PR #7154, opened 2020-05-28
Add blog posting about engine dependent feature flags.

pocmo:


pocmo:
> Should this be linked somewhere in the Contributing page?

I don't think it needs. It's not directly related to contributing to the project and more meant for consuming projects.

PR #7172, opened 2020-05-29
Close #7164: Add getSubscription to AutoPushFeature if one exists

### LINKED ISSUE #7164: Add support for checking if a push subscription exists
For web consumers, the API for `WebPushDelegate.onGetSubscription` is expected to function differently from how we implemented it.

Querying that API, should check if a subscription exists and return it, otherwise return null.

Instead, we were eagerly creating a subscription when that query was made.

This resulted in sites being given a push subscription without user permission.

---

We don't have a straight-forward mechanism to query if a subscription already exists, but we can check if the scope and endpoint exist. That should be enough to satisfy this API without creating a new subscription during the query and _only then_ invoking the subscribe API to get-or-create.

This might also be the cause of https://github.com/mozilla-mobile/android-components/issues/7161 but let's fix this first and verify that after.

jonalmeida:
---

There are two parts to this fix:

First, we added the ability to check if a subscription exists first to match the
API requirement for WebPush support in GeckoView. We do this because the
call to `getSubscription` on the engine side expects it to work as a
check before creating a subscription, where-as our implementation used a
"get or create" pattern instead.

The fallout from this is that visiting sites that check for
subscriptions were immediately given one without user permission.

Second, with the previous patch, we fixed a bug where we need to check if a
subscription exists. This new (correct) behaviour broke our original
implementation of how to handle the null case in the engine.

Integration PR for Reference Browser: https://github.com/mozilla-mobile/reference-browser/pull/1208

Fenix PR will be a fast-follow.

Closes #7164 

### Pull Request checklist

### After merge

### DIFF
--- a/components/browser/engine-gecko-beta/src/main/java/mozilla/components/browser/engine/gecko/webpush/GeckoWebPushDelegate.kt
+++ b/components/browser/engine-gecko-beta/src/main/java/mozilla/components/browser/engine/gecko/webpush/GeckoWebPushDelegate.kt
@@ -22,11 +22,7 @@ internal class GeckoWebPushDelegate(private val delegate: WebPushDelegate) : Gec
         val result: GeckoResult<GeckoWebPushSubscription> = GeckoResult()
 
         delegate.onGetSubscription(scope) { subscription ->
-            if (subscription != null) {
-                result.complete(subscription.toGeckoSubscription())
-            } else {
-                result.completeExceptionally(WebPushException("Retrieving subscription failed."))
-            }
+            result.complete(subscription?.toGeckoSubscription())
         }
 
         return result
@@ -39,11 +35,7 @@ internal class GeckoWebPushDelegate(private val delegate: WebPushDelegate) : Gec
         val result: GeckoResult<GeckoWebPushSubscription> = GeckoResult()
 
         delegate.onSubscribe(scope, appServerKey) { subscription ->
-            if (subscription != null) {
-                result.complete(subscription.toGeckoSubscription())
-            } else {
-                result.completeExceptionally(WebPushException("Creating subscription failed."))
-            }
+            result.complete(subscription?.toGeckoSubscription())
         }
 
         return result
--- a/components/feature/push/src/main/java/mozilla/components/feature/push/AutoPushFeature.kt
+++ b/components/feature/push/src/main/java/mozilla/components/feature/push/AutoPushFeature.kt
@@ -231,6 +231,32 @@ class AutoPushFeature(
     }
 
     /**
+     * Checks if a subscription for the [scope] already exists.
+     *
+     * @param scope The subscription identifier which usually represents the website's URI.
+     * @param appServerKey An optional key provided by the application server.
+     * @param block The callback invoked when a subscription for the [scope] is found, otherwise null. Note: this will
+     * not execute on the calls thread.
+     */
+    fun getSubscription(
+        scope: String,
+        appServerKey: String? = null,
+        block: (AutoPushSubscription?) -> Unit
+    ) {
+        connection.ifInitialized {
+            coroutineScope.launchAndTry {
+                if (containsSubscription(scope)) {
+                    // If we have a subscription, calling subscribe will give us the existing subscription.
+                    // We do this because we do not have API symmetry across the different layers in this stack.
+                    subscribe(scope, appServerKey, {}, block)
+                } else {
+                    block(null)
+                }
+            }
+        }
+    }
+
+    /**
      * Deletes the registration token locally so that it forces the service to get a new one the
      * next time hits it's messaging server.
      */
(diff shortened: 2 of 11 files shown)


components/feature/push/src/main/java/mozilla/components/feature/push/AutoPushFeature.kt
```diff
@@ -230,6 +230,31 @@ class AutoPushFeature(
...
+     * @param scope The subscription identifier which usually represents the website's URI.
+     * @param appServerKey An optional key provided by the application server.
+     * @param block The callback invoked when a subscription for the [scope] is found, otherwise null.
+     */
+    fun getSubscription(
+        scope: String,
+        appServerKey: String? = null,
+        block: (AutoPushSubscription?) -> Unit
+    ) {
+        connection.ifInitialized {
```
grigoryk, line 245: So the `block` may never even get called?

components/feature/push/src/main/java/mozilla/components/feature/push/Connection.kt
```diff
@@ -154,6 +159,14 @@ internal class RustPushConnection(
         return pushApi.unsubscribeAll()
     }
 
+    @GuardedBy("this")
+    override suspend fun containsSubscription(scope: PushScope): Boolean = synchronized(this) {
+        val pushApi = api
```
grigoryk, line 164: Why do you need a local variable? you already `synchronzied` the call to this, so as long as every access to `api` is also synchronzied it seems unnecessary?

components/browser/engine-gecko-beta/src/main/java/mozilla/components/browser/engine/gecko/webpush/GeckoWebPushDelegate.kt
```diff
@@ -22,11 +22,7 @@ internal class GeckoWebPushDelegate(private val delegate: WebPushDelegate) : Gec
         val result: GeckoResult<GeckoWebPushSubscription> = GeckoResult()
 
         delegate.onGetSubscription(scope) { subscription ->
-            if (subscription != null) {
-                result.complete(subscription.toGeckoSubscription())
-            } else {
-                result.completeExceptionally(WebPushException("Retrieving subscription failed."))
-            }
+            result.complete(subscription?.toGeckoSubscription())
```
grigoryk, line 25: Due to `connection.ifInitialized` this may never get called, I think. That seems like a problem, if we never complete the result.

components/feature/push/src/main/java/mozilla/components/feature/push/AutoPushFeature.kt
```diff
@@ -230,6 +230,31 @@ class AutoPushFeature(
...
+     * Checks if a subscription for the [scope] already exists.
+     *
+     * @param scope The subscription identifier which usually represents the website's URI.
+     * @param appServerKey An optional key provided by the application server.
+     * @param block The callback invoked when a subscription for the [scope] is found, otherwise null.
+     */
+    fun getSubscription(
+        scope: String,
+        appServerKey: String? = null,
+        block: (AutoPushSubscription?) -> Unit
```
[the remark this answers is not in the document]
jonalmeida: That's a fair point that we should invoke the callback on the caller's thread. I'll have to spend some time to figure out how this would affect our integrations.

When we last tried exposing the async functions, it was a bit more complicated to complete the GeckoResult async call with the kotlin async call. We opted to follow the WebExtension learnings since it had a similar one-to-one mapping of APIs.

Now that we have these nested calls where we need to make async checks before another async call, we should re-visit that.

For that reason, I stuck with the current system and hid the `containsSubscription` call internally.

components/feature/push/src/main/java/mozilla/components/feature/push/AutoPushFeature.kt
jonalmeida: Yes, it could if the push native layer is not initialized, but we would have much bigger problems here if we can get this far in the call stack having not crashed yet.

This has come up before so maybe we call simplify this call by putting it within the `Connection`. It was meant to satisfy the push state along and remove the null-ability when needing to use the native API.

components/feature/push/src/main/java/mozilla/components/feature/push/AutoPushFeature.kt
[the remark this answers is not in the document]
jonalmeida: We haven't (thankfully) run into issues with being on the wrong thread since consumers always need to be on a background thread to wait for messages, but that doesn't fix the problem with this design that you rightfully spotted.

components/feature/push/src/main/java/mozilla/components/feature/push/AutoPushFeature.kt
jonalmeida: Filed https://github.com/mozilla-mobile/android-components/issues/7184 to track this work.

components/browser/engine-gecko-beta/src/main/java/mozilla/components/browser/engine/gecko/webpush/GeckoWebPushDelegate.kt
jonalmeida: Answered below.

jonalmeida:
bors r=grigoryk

--

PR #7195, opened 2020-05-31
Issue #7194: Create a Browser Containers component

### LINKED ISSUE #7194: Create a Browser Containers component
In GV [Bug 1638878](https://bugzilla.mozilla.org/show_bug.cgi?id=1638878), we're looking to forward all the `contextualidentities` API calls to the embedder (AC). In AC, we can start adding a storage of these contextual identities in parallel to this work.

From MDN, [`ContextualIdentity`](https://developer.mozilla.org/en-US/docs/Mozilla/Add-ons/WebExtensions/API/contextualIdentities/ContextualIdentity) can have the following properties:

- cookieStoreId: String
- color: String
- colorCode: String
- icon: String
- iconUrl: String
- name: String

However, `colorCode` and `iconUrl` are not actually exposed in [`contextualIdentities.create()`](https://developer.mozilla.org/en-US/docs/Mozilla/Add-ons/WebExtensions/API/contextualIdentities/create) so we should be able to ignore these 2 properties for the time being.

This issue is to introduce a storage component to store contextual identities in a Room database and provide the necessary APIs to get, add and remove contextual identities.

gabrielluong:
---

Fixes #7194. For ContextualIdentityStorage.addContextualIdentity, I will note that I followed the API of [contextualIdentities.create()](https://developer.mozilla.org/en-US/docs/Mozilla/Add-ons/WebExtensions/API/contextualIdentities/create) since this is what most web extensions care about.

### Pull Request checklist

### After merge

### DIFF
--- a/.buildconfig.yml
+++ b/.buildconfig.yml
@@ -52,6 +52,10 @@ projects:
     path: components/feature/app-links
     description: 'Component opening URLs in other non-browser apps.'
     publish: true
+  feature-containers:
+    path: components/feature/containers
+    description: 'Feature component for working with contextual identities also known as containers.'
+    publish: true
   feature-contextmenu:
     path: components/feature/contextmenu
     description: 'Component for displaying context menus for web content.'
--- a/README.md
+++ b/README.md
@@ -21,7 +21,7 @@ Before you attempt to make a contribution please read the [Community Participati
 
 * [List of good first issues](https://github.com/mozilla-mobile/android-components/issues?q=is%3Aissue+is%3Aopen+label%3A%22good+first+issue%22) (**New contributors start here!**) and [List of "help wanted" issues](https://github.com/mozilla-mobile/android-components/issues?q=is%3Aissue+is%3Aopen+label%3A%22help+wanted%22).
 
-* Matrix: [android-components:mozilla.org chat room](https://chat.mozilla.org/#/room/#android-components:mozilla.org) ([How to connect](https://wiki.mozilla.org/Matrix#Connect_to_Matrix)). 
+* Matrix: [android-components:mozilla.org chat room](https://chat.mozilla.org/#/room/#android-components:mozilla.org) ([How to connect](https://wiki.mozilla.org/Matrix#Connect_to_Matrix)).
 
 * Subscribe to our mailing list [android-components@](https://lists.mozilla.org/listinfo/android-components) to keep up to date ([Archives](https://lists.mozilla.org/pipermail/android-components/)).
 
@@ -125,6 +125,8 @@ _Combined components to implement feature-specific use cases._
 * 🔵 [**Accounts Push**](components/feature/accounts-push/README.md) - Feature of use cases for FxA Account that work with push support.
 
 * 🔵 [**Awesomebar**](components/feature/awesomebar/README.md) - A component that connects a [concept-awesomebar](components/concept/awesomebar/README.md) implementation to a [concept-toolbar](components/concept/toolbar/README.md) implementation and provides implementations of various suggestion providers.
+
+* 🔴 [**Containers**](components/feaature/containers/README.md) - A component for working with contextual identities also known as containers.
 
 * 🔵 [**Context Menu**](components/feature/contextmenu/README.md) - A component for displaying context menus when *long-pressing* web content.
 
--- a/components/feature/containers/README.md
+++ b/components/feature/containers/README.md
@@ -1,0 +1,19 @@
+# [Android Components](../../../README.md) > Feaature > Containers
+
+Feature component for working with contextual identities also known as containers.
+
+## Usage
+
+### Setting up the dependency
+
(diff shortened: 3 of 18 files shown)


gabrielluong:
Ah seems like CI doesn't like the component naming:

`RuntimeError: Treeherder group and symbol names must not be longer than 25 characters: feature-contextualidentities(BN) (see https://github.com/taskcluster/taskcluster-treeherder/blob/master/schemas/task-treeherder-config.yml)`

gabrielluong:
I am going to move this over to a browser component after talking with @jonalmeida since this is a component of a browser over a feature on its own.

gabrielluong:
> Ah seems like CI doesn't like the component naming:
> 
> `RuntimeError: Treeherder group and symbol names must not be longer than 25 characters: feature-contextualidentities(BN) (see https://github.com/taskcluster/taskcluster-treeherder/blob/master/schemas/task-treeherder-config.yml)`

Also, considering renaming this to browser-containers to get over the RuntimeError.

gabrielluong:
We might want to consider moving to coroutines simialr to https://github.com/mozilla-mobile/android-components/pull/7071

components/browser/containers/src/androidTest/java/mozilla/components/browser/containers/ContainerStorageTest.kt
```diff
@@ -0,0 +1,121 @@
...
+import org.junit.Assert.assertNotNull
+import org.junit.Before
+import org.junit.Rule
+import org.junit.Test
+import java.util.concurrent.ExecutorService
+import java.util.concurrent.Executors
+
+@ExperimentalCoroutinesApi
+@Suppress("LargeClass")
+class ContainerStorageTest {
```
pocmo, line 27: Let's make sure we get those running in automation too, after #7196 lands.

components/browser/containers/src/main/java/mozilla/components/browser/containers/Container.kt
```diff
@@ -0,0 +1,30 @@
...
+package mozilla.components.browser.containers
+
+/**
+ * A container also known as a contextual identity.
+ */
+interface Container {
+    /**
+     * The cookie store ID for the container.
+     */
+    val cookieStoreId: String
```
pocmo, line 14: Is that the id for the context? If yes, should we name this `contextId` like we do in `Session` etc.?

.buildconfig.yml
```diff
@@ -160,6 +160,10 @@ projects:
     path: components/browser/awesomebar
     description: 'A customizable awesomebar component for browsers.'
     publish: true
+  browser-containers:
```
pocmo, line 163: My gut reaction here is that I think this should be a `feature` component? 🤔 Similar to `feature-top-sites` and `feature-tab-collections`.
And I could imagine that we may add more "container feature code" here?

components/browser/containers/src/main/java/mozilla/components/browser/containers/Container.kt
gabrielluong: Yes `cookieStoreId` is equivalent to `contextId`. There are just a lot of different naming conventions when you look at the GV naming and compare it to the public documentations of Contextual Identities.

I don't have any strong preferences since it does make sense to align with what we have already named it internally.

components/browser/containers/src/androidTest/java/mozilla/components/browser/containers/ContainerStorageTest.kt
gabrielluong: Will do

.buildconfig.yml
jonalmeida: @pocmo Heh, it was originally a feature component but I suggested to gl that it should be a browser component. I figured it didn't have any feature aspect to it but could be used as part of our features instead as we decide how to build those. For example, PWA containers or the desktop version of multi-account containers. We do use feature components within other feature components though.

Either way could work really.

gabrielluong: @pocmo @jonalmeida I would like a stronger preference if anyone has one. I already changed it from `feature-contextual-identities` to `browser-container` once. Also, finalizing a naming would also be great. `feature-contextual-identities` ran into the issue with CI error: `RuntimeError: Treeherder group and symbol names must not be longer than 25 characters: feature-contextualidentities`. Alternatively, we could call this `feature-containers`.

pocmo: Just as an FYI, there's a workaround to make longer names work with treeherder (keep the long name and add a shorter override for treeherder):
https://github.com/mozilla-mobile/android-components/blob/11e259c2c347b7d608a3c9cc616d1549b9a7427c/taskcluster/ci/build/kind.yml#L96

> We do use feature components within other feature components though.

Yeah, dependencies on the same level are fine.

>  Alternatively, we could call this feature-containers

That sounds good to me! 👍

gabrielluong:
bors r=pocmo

- To do -
Return only the number of lines above in which the string "these" occurs.

- Output -
3